PR #560, opened 2021-07-22
curl: fix option listing in newer versions

algorythmic:
`_parse_help` only takes a single parameter (which is then splits) for the options that it invokes the tool with, so `curl` was being invoked with just `--help`, not with `--help all`.

### DIFF
--- a/completions/curl
+++ b/completions/curl
@@ -159,7 +159,7 @@ _comp_cmd_curl()
     esac
 
     if [[ $cur == -* ]]; then
-        COMPREPLY=($(compgen -W '$(_parse_help "$1" --help all)' -- "$cur"))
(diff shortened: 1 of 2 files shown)


algorythmic:
The test failure seems unrelated, is there something else I should do here?

danyspin97:
Hi! Any update on this PR?

akinomyoga:
I need this change before performing the interface change of `_parse_help`.

scop (approved):
Cheers, added the requested test case, I'm good with merging this if/when it passes CI.

akinomyoga:
Thank you for adding the test!

akinomyoga (approved):

PR #561, opened 2021-07-23
Add markdown completion for okular

SuibianP:


dreua:
Came here to add this just to see that it's already done and merged, great! :+1: 

All we need now to get this (and probably many other) improvement to the users would be a release. So please please, make a release and thanks you for all the work that goes into this :pray:

scop:
https://github.com/scop/bash-completion/issues/785

PR #562, opened 2021-07-31
feat(pylint): message ids completion

scop:
Complete message ids for `--fail-on`, `--help-msg`, `--enable`, and
`--disable`. We scrape the output of `--list-msgs-enabled` instead of
`--list-msgs`, because it outputs both enabled and disable message ids
and thus allows for one implementation for all cases, even though the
####################
▶ **Task directions**: Produce an exact copy of the lines from the one containing "Complete message ids" through the final line of the data, both ends included, and only those.

▶ **Written reply**:
Complete message ids for `--fail-on`, `--help-msg`, `--enable`, and
`--disable`. We scrape the output of `--list-msgs-enabled` instead of
`--list-msgs`, because it outputs both enabled and disable message ids
and thus allows for one implementation for all cases, even though the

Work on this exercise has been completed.